Thursday, May 4, 2017

The story of an enigmatic chef

It seems almost quaint to remember the days before committed foodies became commonplace and chefs emerged as celebrities. Director Lydia Tenaglia's documentary Jeremiah Tower, The Last Magnificent reminds us that the current obsession with restaurants and their chefs had a beginning. Regarded by some as the first celebrity chef, Tower worked with Alice Waters at Berkeley's famed Chez Panisse. He later opened a San Francisco restaurant called Stars. Tower grew up around wealth but was mostly ignored by his patrician parents. Even as a kid, he was obsessed with food and menus. After Harvard, he applied for a job at Waters' Chez Panisse with no prior experience. At the time, Chez Panisse was a kind of hippy hang-out with great food. Did Tower -- an enigmatic but charismatic gay man -- do more to establish Chez Panisse's culinary importance than anyone else?
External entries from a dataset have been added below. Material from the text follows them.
PR #1480, opened 2021-11-22
fix: cleanup actions layout

Conni2461:
fix #1474
fix #1482

CC @l-kershaw @johnybx 

Why was the closing stuff changed?

Also found this funny bug

https://user-images.githubusercontent.com/15233006/142928898-04c41afa-583d-4668-ba5d-d0f7867fa64a.mp4

This happens on current master and this branch. I leave the fix to one of you guys :)

PR #1522, opened 2021-11-30
fix: keep previewer `winid` state updated on layout changes

l-kershaw:
Fixes issue pointed out by Conni [here](https://github.com/nvim-telescope/telescope.nvim/pull/1480#issue-1060554567)

Before:
preview_winid_pre

After:
preview_winid_post


Conni2461 (approved):
Big Thanks :)

Issue #1518, opened 2021-11-30
Indentation is preserved when searching


zoomido:
### Description

The indentation is preserved when searching which creates unnecessary long lines. It would be nice if this could be removed or maybe toggled somehow.
![bild](https://user-images.githubusercontent.com/35059247/144037294-49f633fc-7c0c-40a7-98b2-846cff18c5f0.png)


### Neovim version

```markdown
NVIM v0.5.1
Build type: Release
LuaJIT 2.1.0-beta3
```


### Operating system and version

macos 11.6.1

### checkhealth telescope

```markdown
health#telescope#check                                                                                                                                                                                  
========================================================================                                                                                                                                
## Checking for required plugins                                                                                                                                                                        
  - OK: plenary installed.                                                                                                                                                                              
  - OK: nvim-treesitter installed.                                                                                                                                                                      
                                                                                                                                                                                                        
## Checking external dependencies                                                                                                                                                                       
  - OK: rg: found ripgrep 13.0.0                                                                                                                                                                        
  - OK: fd: found fd 8.2.1                                                                                                                                                                              
                                                                                                                                                                                                        
## ===== Installed extensions =====                                                                                                                                                                     
                                                                                                                                                                                                        
## Telescope Extension: `fzf`                                                                                                                                                                           
  - INFO: No healthcheck provided                                                                                                                                                                       
                                                                                                                                                                                                        
## Telescope Extension: `neoclip`                                                                                                                                                                       
  - INFO: No healthcheck provided
```


### Steps to reproduce

Search for a line that has indentation

### Expected behavior

_No response_

### Actual behavior

See description screenshot

### Minimal config

```Lua
Any config
```

fdschmidt93:
Do I understand it correctly, that indentation is preserved from the original file..?

If so, two solutions come to mind:

a) maybe `rg` can preprocess the lines somehow
b) write your own [entry maker](https://github.com/nvim-telescope/telescope.nvim/blob/c1951b37229f6628a07e1290430eeb83e532dc90/lua/telescope/make_entry.lua#L139-L230) with more info in [developers.md](https://github.com/nvim-telescope/telescope.nvim/blob/master/developers.md). What you'd have to modify is the `entry.display` (for the minimum solution)

And furthermore, assuming I understand it correctly, I'd close this as `wontfix` as I cannot imagine any member steps up to do this.

zoomido:
Yes correct. Indentation is preserved from the original file. 
[...]

PR #1523, opened 2021-11-30
chore: add trim to rg

Conni2461:
fix https://github.com/nvim-telescope/telescope.nvim/issues/1518

dont know if we want this. It looks unfamiliar

### DIFF
--- a/doc/telescope.txt
+++ b/doc/telescope.txt
@@ -432,7 +432,8 @@ telescope.setup({opts})                                    *telescope.setup()*
           "--with-filename",
           "--line-number",
           "--column",
-          "--smart-case"
+          "--smart-case",
+          "--trim"
         }
 
                                               *telescope.defaults.use_less*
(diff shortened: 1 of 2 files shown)


l-kershaw:
I don't have any particularly strong opinions on whether or not this default gives better behaviour on not, but whichever way we decide to go, we should add a config recipe to the wiki saying how to have it the other way.

Maybe its better to leave defaults as is and simply add the config recipe, as it seems more reasonable for a user to add an option than remove one? Not really sure, happy either way 🙂

Conni2461:
Yeah config recipe it is

Conni2461:
In the we had made it an option. I dont like this approach anymore. (e.g. we have a million options for fd).

But we should still ping the telescope-rg guy. CC @weeman1337

For completeness: https://github.com/nvim-telescope/telescope.nvim/wiki/Configuration-Recipes#ripgrep-remove-indentation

Before his break with Waters, Towers shifted the restaurant's cuisine to locally grown ingredients and was instrumental in creating the so-called "California Cuisine" -- at least that's the impression I took from the film. After an earthquake ravaged Stars, Tower withdrew to Mexico, where he resided until he made an improbable attempt at a comeback. In 2014, he took over Tavern on the Green, a heavily trafficked New York City restaurant that couldn't accommodate Towers' idiosyncratic but entirely committed approach. I could have done without Tenaglia's attempts at recreating scenes from Tower's boyhood, but watching various big names in food -- Martha Stewart, Wolfgang Puck, Mario Batali and Anthony Bourdain -- talk about Towers' career proves fascinating and Tower himself adds an elusive but compelling quality. The film's best achievement may be the way it reminds us that restaurants have become entertainments unto themselves; Tenaglia shows us the life -- and trendy commercial heat -- that the best of them generate. Waters, by the way, isn't among those interviewed.